Comme le prouvent les propos des professionnels du classement que nous avons interviewés lors de l’enquête le concept de classes sociales est largement pensé à l’heure actuelle comme obsolète, démodé et peu opératoire.

« Je trouve que c’est un terme (classes sociales) un peu démodé. […] Je crois que les façons de vivre s’uniformisent, et que mettre des classes maintenant, ou des catégories, c’est plus difficile… » (Homme, 54 ans, ADM)

« Pour moi, les classes sociales, ça ne m’évoque rien, ça fait forcément penser à la lutte des classes, mais bon, ça fait 30 ans que je suis plus trotskiste. Aujourd’hui, c’est plus des couches sociales. », (Femme, 51 ans, UNIV)

« [Vous ne l’aimez pas (la notion de classes sociales)?]Inconsciemment oui. Quelque part ça me renvoie à une littérature que je trouve un peu surannée. » (Homme, 33 ans, UNIV)

« [Si tu devais décrire à une personne étrangère la société française, qu’est ce que tu lui dirais ?]D’abord je lui dirais que la société ne peut pas s’analyser à coup de concepts simplificateurs et manichéens. Il faut reconnaître que plusieurs pratiques et représentations coexistent, que plus ça va, plus les gens ne rentrent pas dans les moules. Il y a une fragmentation de la société. Par exemple les gens peuvent avoir des vêtements de marque très grand luxe et en même temps faire leur course chez Ed l’Epicier. Les classes sociales ne sont plus opérantes, on a des attitudes multiples et contradictoires.

Plus ça va, plus c’est complexe. » (femme, 27 ans, MKG)

Néanmoins, certains enquêtés quoique pensant le déclin de ce concept en réhabilitent sa portée et son intérêt pour analyser la société actuelle :

« Classes sociales : c’est les années 60. Il faudrait que je vous trouve une phrase qui synthétise. C’est une notion qui n’a pas perdu toute sa pertinence pour comprendre les choses même si elle est peu utilisée aujourd’hui. Ca permet de comprendre les choses mais les problèmes ne sont pas pensés en ces termes-là aujourd’hui ». (Homme, 49ans, ETU)

« Il y a tous les discours sur la disparition des classes…La notion de classe sociale c’est ce qui a structuré la sociologie et qui est complètement évacuée du discours savant aujourd’hui.

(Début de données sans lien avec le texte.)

PR #7543, opened 2026-02-02
Consider numbering system in compact formatter 

robertbastian:
## Changelog

icu_decimal: (Experimental) Consider numbering system in compact formatter

### DIFF
--- a/components/decimal/src/preferences.rs
+++ b/components/decimal/src/preferences.rs
@@ -60,22 +60,3 @@ prefs_convert!(
     CompactDecimalFormatterPreferences,
     icu_plurals::PluralRulesPreferences
 );
-
-use icu_provider::prelude::*;
-
-impl DecimalFormatterPreferences {
-    pub(crate) fn nu_id<'a>(
-        &'a self,
-        locale: &'a DataLocale,
-    ) -> Option<DataIdentifierBorrowed<'a>> {
-        self.numbering_system
-            .as_ref()
-            .map(|s| s.as_str())
-            .map(|nu| {
-                DataIdentifierBorrowed::for_marker_attributes_and_locale(
-                    DataMarkerAttributes::from_str_or_panic(nu),
-                    locale,
-                )
-            })
-    }
-}
--- a/components/decimal/src/provider.rs
+++ b/components/decimal/src/provider.rs
@@ -539,3 +539,20 @@ pub(crate) fn load_with_fallback<'a, M: DataMarker>(
 
     Err(DataErrorKind::InvalidRequest.into_error())
 }
+
+impl crate::DecimalFormatterPreferences {
+    pub(crate) fn nu_id<'a>(
+        &'a self,
+        locale: &'a DataLocale,
+    ) -> Option<DataIdentifierBorrowed<'a>> {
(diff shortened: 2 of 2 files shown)


provider/core/src/data_provider.rs
```diff
@@ -20,6 +20,39 @@ where
     /// Returns [`Ok`] if the request successfully loaded data. If data failed to load, returns an
     /// Error with more information.
     fn load(&self, req: DataRequest) -> Result<DataResponse<M>, DataError>;
+
+    #[doc(hidden)]
+    fn load_with_fallback<'a>(
```
Manishearth: question: is there a use case for overriding this?

if not, can this instead be a free function? I'd rather not add trait methods if we can help it.

sffc: I would prefer this being a free function, and would prefer it to be public and documented. I do not want to add an internal trait method to our most important/pervasive trait.

components/decimal/src/lib.rs
```diff
@@ -143,6 +143,21 @@ define_preferences!(
     }
 );
 
+impl DecimalFormatterPreferences {
+    #[doc(hidden)]
+    pub fn nu_id<'a>(&'a self, locale: &'a DataLocale) -> Option<DataIdentifierBorrowed<'a>> {
```
sffc: Issue: This is not important enough to justify a cross-crate internal API which we've established are not zero-cost due to version shift and migration issues.

If you think this is a common enough pattern to need this abstraction, please make a function on `NumberingSystem` (perhaps generated for all of the preference enums), `DataIdentifierBorrowed`, a free function in `icu_provider`, etc.

sffc (changes requested):

components/decimal/src/lib.rs
robertbastian: > which we've established are not zero-cost due to version shift and migration issues.

Have we? We have tilde dependencies here

> please make a function on NumberingSystem

making it a function on `NumberingSystem` is only half as useful, because the preferences contain `Option<NumberingSystem>`, so you'd have to map everywhere

> (perhaps generated for all of the preference enums)

using the preference as a marker attribute is not something that is correct for all preferences

> DataIdentifierBorrowed, a free function in icu_provider, etc.

This is specific to using the numbering system as an marker attribute

Manishearth: This type of ~ dep hidden API is a miniscule cost for google3-like clients.

Our decision to not use `~` deps for `icu_provider` and `icu_locale_core` covers most of the actual cost here: being able to piecemeal update "scaffolding" and "utils" first is useful, being able to piecemeal update individual ICU4X components less so.

So hidden APIs _that we expect to change_ in `icu_provider` and `icu_locale_core` are non-zero-cost. Hidden APIs that we don't really expect to change are fine (and there are mitigation strategies if we _need_ to change them). Hidden APIs on component crates are also mostly fine.

There is a slight cost of messing up versioning when doing releases. We have made this mistake before but for `icu_provider`, not a component crate.

robertbastian: it's crate-internal after #7565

C’est très grave de rejeter ça, par exemple dans les études ethniques sur la question de l’identité, la réflexion en terme de classes sociales a disparu, on ne sait plus ce que font les gens…leur travail. Ça a structuré la sociologie et en même temps, ça a dans une certaine mesure empêcher de penser la question des

relations interethnique puisque tout était subsumer dans cette notion de classes. Tout ça fait que parfois l’articulation entre appartenance ethnique et classes sociales n’est pas toujours analysée ou alors souvent mal comprise. C’est l’exemple des grèves ouvrières par des ouvriers immigrés, où on analyse la grève comme une grève d’immigrés alors qu’il s’agit d’une grève de travailleurs qui revendiquent un autre statut professionnel. Tout dépend en fait de la définition, Je ne sais pas s’il y a réellement disparition des classes sociales. On observe la disparition du relais politique et savant des classes mais dans la réalité concrète, il faut essayer de voir ce qui se passe vraiment. ( EMGU,2,OPUR)

A l’instar de ce qu’on peut découvrir dans ces deux extraits, des intellectuels et en particulier des sociologues tentent avec plus ou moins de succès de remettre au goût la question des classes sociales dans une société où la conscience de classe s’est fortement désagrégée, et en particulier dans le discours politique. Cet intérêt renaissant est à mettre en relation avec deux tendances. En effet, le début des années quatre vingt dix marque la montée de l’exclusion et de la précarité que des mesures comme le RMI sont censées réguler.

Simultanément, les grandes grèves de 1995 vont marquer le ras le bol de certaines franges de la société face à cette montée de l’exclusion ainsi que le réveil de la pensée critique sociale.

Ce dernier se traduit concrètement par le retour d’une sociologie engagée dans l’action politique et la naissance des mouvements anti-mondialisation.